La Procura, invece, ritiene che “l’infiltrazione e il condizionamento criminale” della Lavit, “oltre a essere risalente”, sia anche “stabile, duraturo e strutturale”. D’Alba, secondo quanto ricostruito dalle indagini della Dda ‘Decima Azione’ e ‘Decima Azione Bis’, avrebbe avuto contatti “periodici e continuativi, non già caratterizzati da subalternità ma, al contrario, dalla piena parità di posizioni” con un esponente di spicco della criminalità. D’Alba, scrive il Procuratore Roberto Rossi nell’appello, “lungi dall’apparire una mera vittima passiva del racket foggiano, al contrario, si confronta alla pari col sodalizio criminale, discutendo con gli esponenti della cosiddetta Quarta Mafia”.
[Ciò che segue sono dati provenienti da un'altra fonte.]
Issue #185, opened 2026-02-19
XDSAppShell


cixzhang:
## Spec (revised 2026-02-21)

Application-level layout shell that provides the structural frame for an app: header, sidebar navigation, and main content area. Composes `XDSLayout` internally. Replaces internal `XDSPage` + `XDSPageLayout` pattern.

**This is a dedicated component**, separate from `XDSLayout`. AppShell is an opinionated app-level orchestrator that composes Layout under the hood. Layout remains the generic spatial primitive.

### Internal API analysis

Internal `XDSPage` (8,585 usages) and `XDSPageLayout` (7,374 usages) work together:

**XDSPage:**
- Top-level wrapper for the entire application page
- Manages global layout (header bar, content area)
- Renders `XDSTopNav` in the header slot
- Handles page-level scroll behavior

**XDSPageLayout:**
- Content-area layout within XDSPage
- Manages sidebar navigation (`XDSPageNav`) + main content split
- Sidebar collapse/expand behavior
- Responsive breakpoints for sidebar visibility
- Content area scroll containment

**Combined pattern:**
```tsx
<XDSPage topNav={<XDSTopNav ... />}>
  <XDSPageLayout pageNav={<XDSPageNav ... />}>
    {mainContent}
  </XDSPageLayout>
</XDSPage>
```

### External comparison

| Feature | Mantine (AppShell) | Ant (Layout) | shadcn (Sidebar) | **XDS (proposed)** |
|---------|-------------------|-------------|------------------|--------------------|
| API style | Compound component | Compound component | Composition | **Slot props** |
| Areas | Header, Navbar, Aside, Footer, Main | Header, Sider, Content, Footer | Sidebar + content | **topNav, pageNav, topBanner, children** |
| Sidebar collapse | `navbar.collapsed` | `Sider.collapsed` | Manual | **`isSidebarCollapsed`** |
| Responsive | `navbar.breakpoint` | `Sider.breakpoint` | Manual | **`sidebarBreakpoint`** |
| Scroll behavior | Main area scrolls | Content scrolls | Manual | **Mode-dependent (fill/auto)** |
| Padding | `padding` prop | Manual | Manual | **Inherited from XDSLayout** |
| Sticky nav | Manual | Manual | Manual | **Built-in, mode-aware** |
| Built-in providers | None | None | None | **Theme, Prose, Layer** |

### Key decisions

| Decision | Choice | Rationale |
|----------|--------|-----------|
[...]

PR #5269, opened 2026-08-20
lint: forbid inline mergeRefs calls

nynexman4464:
## What

Adds `@astryx/no-inline-merge-refs` as an error for core and updates the one violation that reached `main` after this branch was created.

The earlier parts of the original stack have landed:

- #5266 added `useMergedRefs` and fixed `Text`/`Heading`.
- #5267 migrated the existing core callsites.
- This PR prevents the unstable pattern from returning.

The branch is rebuilt directly on current `main`, and `TouchDateField` now uses `useMergedRefs` for the callsite added in #5350.

## Why enforcement is needed

The unsafe code looks natural:

```tsx
<Component ref={mergeRefs(forwardedRef, internalRef)} />
```

But `mergeRefs(...)` is a callback factory. Calling it during render creates a new ref callback every time, forcing React to detach and reattach an unchanged element. #5266 shows that this can escalate into React error #185 when a ref callback schedules state during commit.

Providing `useMergedRefs` is not enough by itself: the unsafe utility remains available for non-React composition, and the inline JSX form is easy to reintroduce.

There is direct ecosystem precedent. Radix added `scripts/check-composed-refs.mjs` after the same React 19 “Maximum update depth exceeded” failure (radix-ui/primitives#3963). Its guard rejects the same two patterns enforced here.

## What the rule rejects

```tsx
// Invalid: new callback ref every render
<Component ref={mergeRefs(forwardedRef, internalRef)} />

// Invalid: the inline callback changes every render, so the merged ref does too
useMergedRefs(forwardedRef, node => setNode(node));
```

## What remains valid

```tsx
// Valid when called unconditionally under the normal Rules of Hooks
<Component ref={useMergedRefs(forwardedRef, internalRef)} />

const ref = useMergedRefs(forwardedRef, internalRef);
<Component ref={ref} />
```

The rule follows imported bindings, including aliases, and does not flag an unrelated local function that happens to be named `mergeRefs`.

The rule applies to core only; lab remains outside this migration's scope.

## Validation

- Confirmed current `main` fails on `TouchDateField` with exactly one `@astryx/no-inline-merge-refs` error; the same lint command passes after the fix.
- Focused rule suite: 10 passed.
- `DateInputTouch.test.tsx`: 134 passed.
- `pnpm lint:strict`: passed.
- `pnpm build`: passed.
- `pnpm test`: passed.

### DIFF
--- a/internal/eslint-plugin-astryx/README.md
+++ b/internal/eslint-plugin-astryx/README.md
@@ -249,6 +249,34 @@ Style objects imported from another module are read from that module, so
 rewrite that moves the styles onto the child. Removing a node can shift layout,
 so it is never applied by `--fix`.
 
+### `@astryx/no-inline-merge-refs`
+
+Flags two unstable ref-composition patterns:
+
+1. `mergeRefs(...)` inside a JSX `ref` prop. Calling the utility during render
+   creates a new callback ref every time, so React detaches and reattaches the
+   element on unrelated rerenders.
+2. An inline callback passed to `useMergedRefs(...)`. The changing input makes
+   the hook recreate its callback on every render, defeating the hook.
+
+Use `useMergedRefs(...)` with stable ref inputs instead.
+
+```tsx
+// Bad
+<div ref={mergeRefs(forwardedRef, internalRef)} />;
+useMergedRefs(forwardedRef, node => setNode(node));
+
+// Good — the hook itself may be called inline when Hooks ordering is valid
+<div ref={useMergedRefs(forwardedRef, internalRef)} />;
+
+// Also good
+const ref = useMergedRefs(forwardedRef, internalRef);
+<div ref={ref} />;
+```
+
+The rule is an error in both tiers because core contains no inline
+`mergeRefs(...)` JSX callsites.
+
 ### `@astryx/require-letter-spacing`
 
 Recommends adding `letterSpacing` when `fontSize` is defined (common design pattern for badges, labels).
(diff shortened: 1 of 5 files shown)


imdreamrunner (approved):

cixzhang:
Leaving this one for a teammate to land rather than arming auto-merge, and noting why here so it isn't mistaken for neglect.

The rule itself is right and the PR is clean. The care is in the landing: a new lint rule doesn't only apply to new code — it fails every open branch that hasn't adopted the pattern yet. `mergeRefs(` currently appears in 52 files on main, and any open PR touching one of them starts failing lint through no fault of its author. With ~200 PRs open that's a lot of red appearing at once, on branches whose owners won't know why.

So this wants a person watching the first CI cycle after it merges, ready to answer "why did my PR go red" — not a bot arming it overnight. Best paired with [#5266](https://github.com/facebook/astryx/pull/5266)/[#5267](https://github.com/facebook/astryx/pull/5267) so the rule and the thing it points people toward land together.

Approved and ready whenever someone can babysit it.

[Reviewed by Robohands]

cixzhang (dismissed):
Thanks — the rule is right, and the two PRs under it landed clean.

Correcting my own earlier note: I said the risk was open branches going red. It's main. `TouchDateField` landed in [#5350](https://github.com/facebook/astryx/pull/5350) after you branched and carries the exact pattern — `ref={mergeRefs(ref, inputRef)}` at `TouchDateField.tsx:1172`. Run the rule against main today and that is the only ESLint error in `packages/core/src`. CI is green here because it last ran on a three-day-old merge base.

One for later, not this PR: `Avatar.tsx:651` and `Button.tsx:762` build the same unstable callback with a hoisted `const`, which your test marks valid.

Merge main and move that one line to `useMergedRefs` — then it's error-clean and I'd land it.

[Reviewed by Robohands]

PR #5272, opened 2026-08-20
fix: stabilize useLayer references

### LINKED ISSUE #5271: [Bug] useLayer recreates trigger refs and API objects on every render
## Problem

`useLayer({mode: 'context'})` creates a new trigger callback ref on every render. React therefore detaches and reattaches an unchanged trigger element, which removes and reapplies its CSS anchor name.

`useLayer` also returns a new API object on every render in both context and fixed modes. Consumers that correctly depend on the layer object rerun effects and reinstall listeners even when no layer state changed.

Examples in core include Carousel, ContextMenu, Popover, Tooltip, HoverCard, and BaseTypeahead.

## Proposed fix

- wrap the context trigger ref in `useCallback`
- memoize the context and fixed return objects from their exposed members
- preserve the existing rule that the result changes when an exposed member changes, including `isOpen`, callbacks, or render behavior

## Regression coverage

Tests verify that:

- the context trigger ref remains stable across unrelated rerenders
- context and fixed return objects remain stable while their members are unchanged
- changing `onShow` refreshes the API object but does not replace the trigger ref

No public types or behavior change.

nynexman4464:
## Summary

- keep the context trigger ref returned by `useLayer` stable across unrelated rerenders
- memoize the context and fixed API objects from their exposed members
- preserve updates when callbacks, open state, or render behavior actually change
- add regression coverage for stable refs and return objects

Fixes #5271.

## Test plan

- fail-first on current `main`: the three identity tests fail (3 failed, 43 passed)
- `pnpm vitest run packages/core/src/Layer/useLayer.test.tsx` — 46 passed
- `pnpm lint:strict`
- `pnpm build`
- `pnpm vitest run --maxWorkers=8` — 12,226 passed, 5 skipped

### DIFF
--- a/.changeset/stable-use-layer.md
+++ b/.changeset/stable-use-layer.md
@@ -1,0 +1,7 @@
+---
+'@astryxdesign/core': patch
+---
+
+[fix] Keep useLayer trigger refs and return objects stable when their inputs are unchanged.
+
+@nynexman4464
--- a/packages/core/src/Layer/useLayer.test.tsx
+++ b/packages/core/src/Layer/useLayer.test.tsx
@@ -10,7 +10,13 @@
  */
 
 import {describe, it, expect, vi, afterEach} from 'vitest';
-import {render, act, fireEvent, waitFor} from '@testing-library/react';
+import {
+  render,
+  renderHook,
+  act,
+  fireEvent,
+  waitFor,
+} from '@testing-library/react';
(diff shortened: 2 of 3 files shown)


nynexman4464:
/accept-visual 33093725183/1 The change only stabilizes ref and return-object identity; these added Layer frames establish the missing baseline without an intended visual change.

PR #5276, opened 2026-08-20
fix: stabilize default resize snaps

### LINKED ISSUE #5275: [Bug] useResizable recreates callbacks when snaps are omitted
## Problem

`useResizable` defaults `snaps` with an array literal during render:

```tsx
const {snaps = []} = config;
```

When callers omit `snaps`, that produces a new array on every render. Because `expand`, `resize`, and `onResizeMove` depend on `snaps`, those callbacks are recreated too. The private `_snaps` value passed to `ResizeHandle` also changes identity even though the configuration did not change.

## Proposed fix

Keep one empty snaps array per hook instance with `useRef`, and use it only when `config.snaps` is absent. Explicit caller-provided arrays keep their existing behavior.

## Regression coverage

A hook test rerenders the same omitted-snaps configuration and verifies that:

- `expand` remains stable
- `resize` remains stable
- `props._snaps` remains stable

The test fails on current main and passes with the patch. Existing ResizeHandle behavior remains green.

This change intentionally does not memoize the entire `useResizable` return object; that broader optimization is not needed to fix the confirmed default-array defect.

nynexman4464:
## Summary

- replace the render-time `snaps = []` default with one stable empty array per hook instance
- keep `expand`, `resize`, and `_snaps` stable when callers omit snap points
- add focused identity regression coverage

Fixes #5275.

## Test plan

- fail-first on current `main` (`5c396656f`): `pnpm exec vitest run packages/core/src/Resizable/useResizable.test.tsx` fails the callback identity assertion as expected
- `pnpm exec vitest run packages/core/src/Resizable/useResizable.test.tsx packages/core/src/Resizable/ResizeHandle.test.tsx` — 21 passed
- `pnpm lint:strict` — passed with 0 errors; 80 existing warnings outside the changed files
- `pnpm build` — passed
- `pnpm test` — 12,214 passed, 5 skipped (581 test files passed, 1 skipped)

### DIFF
--- a/.changeset/stable-resizable-snaps.md
+++ b/.changeset/stable-resizable-snaps.md
@@ -1,0 +1,7 @@
+---
+'@astryxdesign/core': patch
+---
+
+[fix] Keep useResizable callbacks stable when snap points are omitted.
+
+@nynexman4464
--- a/packages/core/src/Resizable/useResizable.test.ts
+++ b/packages/core/src/Resizable/useResizable.test.ts
@@ -400,3 +400,22 @@ describe('useResizable live collapse state', () => {
     expect(onCollapseChange).toHaveBeenCalledExactlyOnceWith(true);
   });
 });
+
+describe('useResizable identity', () => {
+  it('keeps callbacks stable when optional snaps are omitted', () => {
+    const {result, rerender} = renderHook(() =>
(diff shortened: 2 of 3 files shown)


nynexman4464:
/accept-visual 33093814142/1 The change only stabilizes omitted-snaps callback identity; these added Resizable frames establish the missing baseline without an intended visual change.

Lo scorso maggio, tra l’altro, la Dda ha chiesto il rinvio a giudizio nei confronti di D’Alba (su cui pesano anche le rivelazioni del pentito Giuseppe Francavilla, ndr) per favoreggiamento aggravato e continuato nei confronti della batteria Moretti-Pellegrino-Lanza della ‘Società foggiana’. “La condotta posta in essere dall’imprenditore Michele D’Alba”, si legge ancora, denoterebbe per la Procura “la piena condivisione di fatto con la mafia di un sistema di illegalità, volto a garantire reciproci benefici, sia pure sotto la specie della “protezione'”. “L’influenza mafiosa – conclude il Procuratore Rossi – lungi dall’essere occasionale, nel caso di specie è strutturale e coessenziale alle attività di impresa svolte da tutto il ‘gruppo D’Alba’, inclusa quella svolta dalla Lav.I.T”. (Ansa)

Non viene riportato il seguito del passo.